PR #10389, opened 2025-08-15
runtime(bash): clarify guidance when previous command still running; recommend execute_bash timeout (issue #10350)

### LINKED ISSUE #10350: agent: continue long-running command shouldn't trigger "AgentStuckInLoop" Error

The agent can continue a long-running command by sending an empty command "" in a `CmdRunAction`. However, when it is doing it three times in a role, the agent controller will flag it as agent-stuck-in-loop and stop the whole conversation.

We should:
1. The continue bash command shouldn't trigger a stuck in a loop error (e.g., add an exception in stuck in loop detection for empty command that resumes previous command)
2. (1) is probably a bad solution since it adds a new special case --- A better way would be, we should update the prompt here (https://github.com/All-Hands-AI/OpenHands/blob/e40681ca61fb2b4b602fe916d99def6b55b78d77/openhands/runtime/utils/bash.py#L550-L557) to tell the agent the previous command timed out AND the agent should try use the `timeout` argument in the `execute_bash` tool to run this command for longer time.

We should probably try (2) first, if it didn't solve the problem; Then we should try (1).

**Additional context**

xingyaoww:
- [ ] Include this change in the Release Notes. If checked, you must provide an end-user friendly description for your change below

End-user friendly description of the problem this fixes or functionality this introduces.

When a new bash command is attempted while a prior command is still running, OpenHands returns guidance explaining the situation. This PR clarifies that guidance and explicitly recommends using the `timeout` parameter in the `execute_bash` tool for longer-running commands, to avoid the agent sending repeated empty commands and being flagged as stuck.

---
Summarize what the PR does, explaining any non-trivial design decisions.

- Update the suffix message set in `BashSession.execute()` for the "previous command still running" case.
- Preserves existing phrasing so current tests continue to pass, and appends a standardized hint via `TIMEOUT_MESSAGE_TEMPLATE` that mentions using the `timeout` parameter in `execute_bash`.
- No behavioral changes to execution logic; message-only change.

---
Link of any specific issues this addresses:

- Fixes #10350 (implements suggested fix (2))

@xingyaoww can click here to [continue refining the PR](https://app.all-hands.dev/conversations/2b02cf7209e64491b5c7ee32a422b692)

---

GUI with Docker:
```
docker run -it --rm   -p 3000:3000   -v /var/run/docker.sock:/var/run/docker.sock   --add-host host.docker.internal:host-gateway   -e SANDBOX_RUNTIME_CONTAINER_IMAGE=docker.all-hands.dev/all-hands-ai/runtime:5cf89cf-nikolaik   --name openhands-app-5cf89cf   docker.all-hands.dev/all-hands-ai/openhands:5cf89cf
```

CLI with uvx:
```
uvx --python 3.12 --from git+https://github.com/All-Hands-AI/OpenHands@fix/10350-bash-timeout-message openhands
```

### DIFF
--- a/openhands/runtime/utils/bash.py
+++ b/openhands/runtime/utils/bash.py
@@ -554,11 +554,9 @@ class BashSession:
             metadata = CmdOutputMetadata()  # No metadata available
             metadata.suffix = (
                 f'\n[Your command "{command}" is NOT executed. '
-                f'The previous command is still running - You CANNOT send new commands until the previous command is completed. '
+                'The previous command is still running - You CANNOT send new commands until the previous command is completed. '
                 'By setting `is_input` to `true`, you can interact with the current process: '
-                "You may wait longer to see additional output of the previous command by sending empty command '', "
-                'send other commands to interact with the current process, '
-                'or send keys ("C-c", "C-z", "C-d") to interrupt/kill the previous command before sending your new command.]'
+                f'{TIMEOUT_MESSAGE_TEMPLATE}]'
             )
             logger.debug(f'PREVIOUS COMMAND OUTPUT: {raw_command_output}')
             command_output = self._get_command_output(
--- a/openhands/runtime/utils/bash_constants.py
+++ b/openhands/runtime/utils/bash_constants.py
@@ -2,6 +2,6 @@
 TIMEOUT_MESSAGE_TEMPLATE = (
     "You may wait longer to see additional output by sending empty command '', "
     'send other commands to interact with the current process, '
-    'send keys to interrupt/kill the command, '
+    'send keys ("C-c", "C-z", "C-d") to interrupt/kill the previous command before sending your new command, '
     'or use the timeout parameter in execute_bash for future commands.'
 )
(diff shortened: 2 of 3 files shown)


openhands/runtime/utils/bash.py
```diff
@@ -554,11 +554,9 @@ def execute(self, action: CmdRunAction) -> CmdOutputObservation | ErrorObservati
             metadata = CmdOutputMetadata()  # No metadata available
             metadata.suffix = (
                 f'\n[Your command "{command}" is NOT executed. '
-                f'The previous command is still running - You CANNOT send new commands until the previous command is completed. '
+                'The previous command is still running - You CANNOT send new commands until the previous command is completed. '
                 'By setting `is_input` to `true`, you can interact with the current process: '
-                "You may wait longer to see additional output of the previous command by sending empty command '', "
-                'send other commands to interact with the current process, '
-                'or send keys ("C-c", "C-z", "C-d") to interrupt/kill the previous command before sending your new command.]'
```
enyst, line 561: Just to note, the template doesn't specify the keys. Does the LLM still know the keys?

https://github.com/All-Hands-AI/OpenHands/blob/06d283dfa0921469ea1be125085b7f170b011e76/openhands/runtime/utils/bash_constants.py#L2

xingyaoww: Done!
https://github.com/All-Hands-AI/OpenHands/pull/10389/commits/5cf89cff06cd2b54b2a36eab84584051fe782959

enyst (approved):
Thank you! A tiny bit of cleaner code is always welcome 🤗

§ TASK GOAL: A word-for-word restatement of the records above from the line containing "enyst, line 561: Just" to their final line is all the answer should hold.

§ RESPONSE AREA:
enyst, line 561: Just to note, the template doesn't specify the keys. Does the LLM still know the keys?

https://github.com/All-Hands-AI/OpenHands/blob/06d283dfa0921469ea1be125085b7f170b011e76/openhands/runtime/utils/bash_constants.py#L2

xingyaoww: Done!
https://github.com/All-Hands-AI/OpenHands/pull/10389/commits/5cf89cff06cd2b54b2a36eab84584051fe782959

enyst (approved):
Thank you! A tiny bit of cleaner code is always welcome 🤗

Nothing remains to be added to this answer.